__Try it__
Each line of the data needs to be transcribed exactly.

[Stored items]
PR #400, opened 2026-07-13
Skip DPSS interpolation where cholesky fails

ljgray:
Minor fix that I forgot to merge awhile back


draco/util/dpss.py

__The answer__
PR #400, opened 2026-07-13
Skip DPSS interpolation where cholesky fails

ljgray:
Minor fix that I forgot to merge awhile back


draco/util/dpss.py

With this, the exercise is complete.